* _EXERCISE DESCRIPTION_: Lines containing "handle": state how many there are in these entries, and write only that number.
BEGIN AVAILABLE RECORDS
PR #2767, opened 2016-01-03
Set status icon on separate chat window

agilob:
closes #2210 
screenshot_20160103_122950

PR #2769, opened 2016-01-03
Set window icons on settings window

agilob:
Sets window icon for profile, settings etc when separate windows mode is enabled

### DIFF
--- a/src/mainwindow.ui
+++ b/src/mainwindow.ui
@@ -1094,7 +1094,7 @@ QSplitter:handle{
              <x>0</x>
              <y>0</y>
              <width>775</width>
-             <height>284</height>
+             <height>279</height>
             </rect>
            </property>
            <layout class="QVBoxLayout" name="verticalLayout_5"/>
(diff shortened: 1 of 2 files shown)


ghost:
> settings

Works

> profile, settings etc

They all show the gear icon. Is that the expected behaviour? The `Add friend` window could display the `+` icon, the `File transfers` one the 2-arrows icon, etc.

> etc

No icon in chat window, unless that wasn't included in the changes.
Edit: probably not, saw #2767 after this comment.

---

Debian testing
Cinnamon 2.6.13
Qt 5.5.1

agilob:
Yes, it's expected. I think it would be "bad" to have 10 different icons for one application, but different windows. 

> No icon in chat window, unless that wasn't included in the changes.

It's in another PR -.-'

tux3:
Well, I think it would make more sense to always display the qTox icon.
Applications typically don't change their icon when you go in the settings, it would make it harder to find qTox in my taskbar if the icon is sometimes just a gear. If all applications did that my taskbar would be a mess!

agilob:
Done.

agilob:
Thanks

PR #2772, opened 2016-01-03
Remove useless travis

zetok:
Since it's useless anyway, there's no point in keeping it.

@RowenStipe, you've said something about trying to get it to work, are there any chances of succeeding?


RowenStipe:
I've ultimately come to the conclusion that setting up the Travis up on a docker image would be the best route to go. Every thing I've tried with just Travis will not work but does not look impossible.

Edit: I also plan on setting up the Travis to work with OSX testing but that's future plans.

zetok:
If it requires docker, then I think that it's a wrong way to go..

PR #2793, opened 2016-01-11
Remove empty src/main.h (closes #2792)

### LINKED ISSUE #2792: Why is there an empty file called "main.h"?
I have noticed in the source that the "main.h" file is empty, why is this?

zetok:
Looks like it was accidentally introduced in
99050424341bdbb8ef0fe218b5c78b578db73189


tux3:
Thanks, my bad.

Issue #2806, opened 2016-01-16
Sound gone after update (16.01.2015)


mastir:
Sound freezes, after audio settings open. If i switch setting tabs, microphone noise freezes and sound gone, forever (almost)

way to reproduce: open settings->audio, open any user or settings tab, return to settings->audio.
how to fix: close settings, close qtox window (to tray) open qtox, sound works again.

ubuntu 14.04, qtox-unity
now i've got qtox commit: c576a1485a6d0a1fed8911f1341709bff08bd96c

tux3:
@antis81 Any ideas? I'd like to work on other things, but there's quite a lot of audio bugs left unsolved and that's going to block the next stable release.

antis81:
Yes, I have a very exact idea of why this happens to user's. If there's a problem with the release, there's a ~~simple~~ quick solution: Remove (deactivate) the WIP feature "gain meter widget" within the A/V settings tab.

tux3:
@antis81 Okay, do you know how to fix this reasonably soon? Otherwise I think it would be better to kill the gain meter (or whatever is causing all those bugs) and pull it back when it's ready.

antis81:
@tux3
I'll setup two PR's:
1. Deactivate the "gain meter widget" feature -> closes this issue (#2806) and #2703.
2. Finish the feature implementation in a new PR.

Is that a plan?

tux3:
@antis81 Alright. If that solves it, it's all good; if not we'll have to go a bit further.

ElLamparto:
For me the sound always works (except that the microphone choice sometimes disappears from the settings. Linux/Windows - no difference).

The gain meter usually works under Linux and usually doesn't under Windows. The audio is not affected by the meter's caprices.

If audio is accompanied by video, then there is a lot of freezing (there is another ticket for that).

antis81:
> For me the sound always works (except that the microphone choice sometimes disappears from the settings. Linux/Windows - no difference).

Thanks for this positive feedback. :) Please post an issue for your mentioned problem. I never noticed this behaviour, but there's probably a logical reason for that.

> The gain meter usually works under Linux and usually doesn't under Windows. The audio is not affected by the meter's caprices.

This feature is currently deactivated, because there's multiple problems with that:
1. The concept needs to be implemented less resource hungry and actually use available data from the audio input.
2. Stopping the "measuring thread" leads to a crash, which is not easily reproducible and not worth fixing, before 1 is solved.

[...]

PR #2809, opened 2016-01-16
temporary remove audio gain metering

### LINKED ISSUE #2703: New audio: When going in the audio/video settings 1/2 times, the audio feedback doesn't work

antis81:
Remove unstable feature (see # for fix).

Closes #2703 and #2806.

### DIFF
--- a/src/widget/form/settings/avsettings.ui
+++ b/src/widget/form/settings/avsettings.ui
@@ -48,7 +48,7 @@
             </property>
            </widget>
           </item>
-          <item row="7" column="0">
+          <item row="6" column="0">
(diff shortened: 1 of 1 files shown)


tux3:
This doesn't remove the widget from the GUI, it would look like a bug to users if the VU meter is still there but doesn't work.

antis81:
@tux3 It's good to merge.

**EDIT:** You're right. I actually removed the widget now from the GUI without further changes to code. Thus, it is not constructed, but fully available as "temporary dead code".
END AVAILABLE RECORDS
BEGIN AVAILABLE RECORDS
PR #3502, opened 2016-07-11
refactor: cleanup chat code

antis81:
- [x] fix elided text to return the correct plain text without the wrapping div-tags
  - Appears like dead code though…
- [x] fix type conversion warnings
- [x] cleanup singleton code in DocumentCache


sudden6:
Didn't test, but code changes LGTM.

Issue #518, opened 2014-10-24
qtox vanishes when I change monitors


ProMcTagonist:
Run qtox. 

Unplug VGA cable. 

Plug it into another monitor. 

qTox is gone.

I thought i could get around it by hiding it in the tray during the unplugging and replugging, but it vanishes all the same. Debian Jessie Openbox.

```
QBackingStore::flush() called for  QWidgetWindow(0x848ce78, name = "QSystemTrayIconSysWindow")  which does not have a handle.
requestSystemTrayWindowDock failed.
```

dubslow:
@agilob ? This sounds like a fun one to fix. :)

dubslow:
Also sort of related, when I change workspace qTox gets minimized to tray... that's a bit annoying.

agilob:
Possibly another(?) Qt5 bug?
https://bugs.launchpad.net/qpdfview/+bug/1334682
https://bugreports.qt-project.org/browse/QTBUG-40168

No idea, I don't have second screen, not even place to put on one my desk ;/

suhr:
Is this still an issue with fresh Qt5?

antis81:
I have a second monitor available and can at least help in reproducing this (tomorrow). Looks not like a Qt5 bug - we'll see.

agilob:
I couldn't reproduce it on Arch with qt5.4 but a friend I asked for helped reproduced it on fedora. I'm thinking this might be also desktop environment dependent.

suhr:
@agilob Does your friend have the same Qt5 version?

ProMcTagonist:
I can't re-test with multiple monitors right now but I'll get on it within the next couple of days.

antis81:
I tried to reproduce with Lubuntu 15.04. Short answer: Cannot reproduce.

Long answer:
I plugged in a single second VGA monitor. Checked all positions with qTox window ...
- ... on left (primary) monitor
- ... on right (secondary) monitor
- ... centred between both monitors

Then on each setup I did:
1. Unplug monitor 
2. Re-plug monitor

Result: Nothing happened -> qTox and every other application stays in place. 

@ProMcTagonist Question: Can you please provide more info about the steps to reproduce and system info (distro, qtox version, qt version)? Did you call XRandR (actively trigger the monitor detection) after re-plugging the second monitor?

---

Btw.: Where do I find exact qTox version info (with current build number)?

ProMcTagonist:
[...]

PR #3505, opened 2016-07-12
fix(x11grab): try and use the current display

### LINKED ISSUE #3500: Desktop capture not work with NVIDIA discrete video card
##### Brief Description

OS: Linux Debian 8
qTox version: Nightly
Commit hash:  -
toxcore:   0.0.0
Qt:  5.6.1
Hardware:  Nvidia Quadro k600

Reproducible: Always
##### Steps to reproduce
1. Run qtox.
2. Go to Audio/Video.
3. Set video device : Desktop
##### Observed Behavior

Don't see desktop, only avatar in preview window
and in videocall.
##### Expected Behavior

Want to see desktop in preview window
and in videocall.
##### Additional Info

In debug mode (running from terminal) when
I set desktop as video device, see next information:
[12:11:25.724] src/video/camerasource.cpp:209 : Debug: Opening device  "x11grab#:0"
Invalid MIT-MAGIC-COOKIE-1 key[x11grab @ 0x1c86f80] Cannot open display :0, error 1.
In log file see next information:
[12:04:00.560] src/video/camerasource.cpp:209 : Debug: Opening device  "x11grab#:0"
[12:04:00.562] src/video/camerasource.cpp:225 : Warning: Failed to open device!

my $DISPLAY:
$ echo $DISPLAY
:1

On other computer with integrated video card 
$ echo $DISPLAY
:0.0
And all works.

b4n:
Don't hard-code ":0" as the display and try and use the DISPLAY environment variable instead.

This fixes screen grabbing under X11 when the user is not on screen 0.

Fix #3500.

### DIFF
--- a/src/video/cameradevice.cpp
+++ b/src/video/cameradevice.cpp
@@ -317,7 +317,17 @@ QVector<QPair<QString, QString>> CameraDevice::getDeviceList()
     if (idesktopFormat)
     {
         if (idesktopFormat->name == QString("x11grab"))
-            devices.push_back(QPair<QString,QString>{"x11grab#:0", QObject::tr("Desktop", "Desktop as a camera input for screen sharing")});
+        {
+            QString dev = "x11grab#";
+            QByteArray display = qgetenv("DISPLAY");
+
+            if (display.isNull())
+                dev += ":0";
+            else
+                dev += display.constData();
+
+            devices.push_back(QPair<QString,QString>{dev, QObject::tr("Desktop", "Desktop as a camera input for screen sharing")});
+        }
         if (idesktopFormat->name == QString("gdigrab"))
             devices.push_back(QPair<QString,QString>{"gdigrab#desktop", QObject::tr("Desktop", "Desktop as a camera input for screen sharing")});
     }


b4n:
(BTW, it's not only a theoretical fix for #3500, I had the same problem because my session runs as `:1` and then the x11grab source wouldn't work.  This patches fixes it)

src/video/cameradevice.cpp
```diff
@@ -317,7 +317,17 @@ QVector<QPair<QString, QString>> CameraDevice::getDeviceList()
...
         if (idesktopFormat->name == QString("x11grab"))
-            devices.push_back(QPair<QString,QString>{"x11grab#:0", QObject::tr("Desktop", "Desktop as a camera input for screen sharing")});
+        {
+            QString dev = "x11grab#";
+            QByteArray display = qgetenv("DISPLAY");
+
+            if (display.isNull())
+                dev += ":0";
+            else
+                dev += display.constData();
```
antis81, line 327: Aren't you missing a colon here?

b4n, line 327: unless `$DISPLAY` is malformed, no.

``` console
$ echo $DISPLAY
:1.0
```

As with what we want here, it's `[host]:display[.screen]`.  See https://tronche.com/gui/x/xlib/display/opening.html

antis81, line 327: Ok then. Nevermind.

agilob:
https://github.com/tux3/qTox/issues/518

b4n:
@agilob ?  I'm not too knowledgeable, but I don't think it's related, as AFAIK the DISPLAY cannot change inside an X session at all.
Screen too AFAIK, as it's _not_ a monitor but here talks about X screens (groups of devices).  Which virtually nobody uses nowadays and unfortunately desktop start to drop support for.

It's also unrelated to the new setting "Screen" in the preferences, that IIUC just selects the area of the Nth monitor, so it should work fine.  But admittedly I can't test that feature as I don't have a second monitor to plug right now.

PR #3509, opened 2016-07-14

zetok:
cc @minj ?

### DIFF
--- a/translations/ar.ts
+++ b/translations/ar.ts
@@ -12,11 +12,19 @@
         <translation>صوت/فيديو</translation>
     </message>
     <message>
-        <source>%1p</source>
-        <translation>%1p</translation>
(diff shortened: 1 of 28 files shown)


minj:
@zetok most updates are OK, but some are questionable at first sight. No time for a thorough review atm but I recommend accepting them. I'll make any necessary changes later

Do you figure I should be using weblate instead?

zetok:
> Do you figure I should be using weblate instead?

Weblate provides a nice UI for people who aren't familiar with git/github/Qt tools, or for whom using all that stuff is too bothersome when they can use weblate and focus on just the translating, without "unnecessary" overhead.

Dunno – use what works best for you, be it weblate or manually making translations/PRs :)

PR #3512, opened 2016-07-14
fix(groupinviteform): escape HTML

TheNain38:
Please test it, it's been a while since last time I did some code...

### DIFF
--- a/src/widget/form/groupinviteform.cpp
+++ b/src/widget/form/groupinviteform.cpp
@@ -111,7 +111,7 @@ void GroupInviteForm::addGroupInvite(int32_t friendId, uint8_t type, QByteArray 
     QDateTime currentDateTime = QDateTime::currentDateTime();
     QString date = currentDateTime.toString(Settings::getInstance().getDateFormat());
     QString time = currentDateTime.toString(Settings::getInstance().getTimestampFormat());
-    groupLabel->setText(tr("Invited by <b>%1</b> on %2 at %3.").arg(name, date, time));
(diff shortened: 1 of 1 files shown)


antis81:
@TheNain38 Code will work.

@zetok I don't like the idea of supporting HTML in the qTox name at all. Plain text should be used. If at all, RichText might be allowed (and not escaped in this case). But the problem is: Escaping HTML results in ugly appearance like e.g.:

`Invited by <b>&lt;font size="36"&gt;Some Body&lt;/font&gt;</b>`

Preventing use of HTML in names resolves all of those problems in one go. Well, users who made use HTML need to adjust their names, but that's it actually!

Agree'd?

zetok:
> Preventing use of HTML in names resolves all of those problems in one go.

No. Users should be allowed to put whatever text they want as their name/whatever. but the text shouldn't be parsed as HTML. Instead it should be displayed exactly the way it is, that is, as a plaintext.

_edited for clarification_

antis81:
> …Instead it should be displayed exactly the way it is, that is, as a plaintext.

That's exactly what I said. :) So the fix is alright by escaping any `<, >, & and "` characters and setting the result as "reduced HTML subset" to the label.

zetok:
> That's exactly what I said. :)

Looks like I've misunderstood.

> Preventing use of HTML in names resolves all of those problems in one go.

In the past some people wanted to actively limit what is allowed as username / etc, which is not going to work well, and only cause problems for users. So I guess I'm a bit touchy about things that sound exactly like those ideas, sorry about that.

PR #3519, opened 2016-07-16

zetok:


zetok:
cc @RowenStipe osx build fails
END AVAILABLE RECORDS
* _WRITTEN SOLUTION_: 2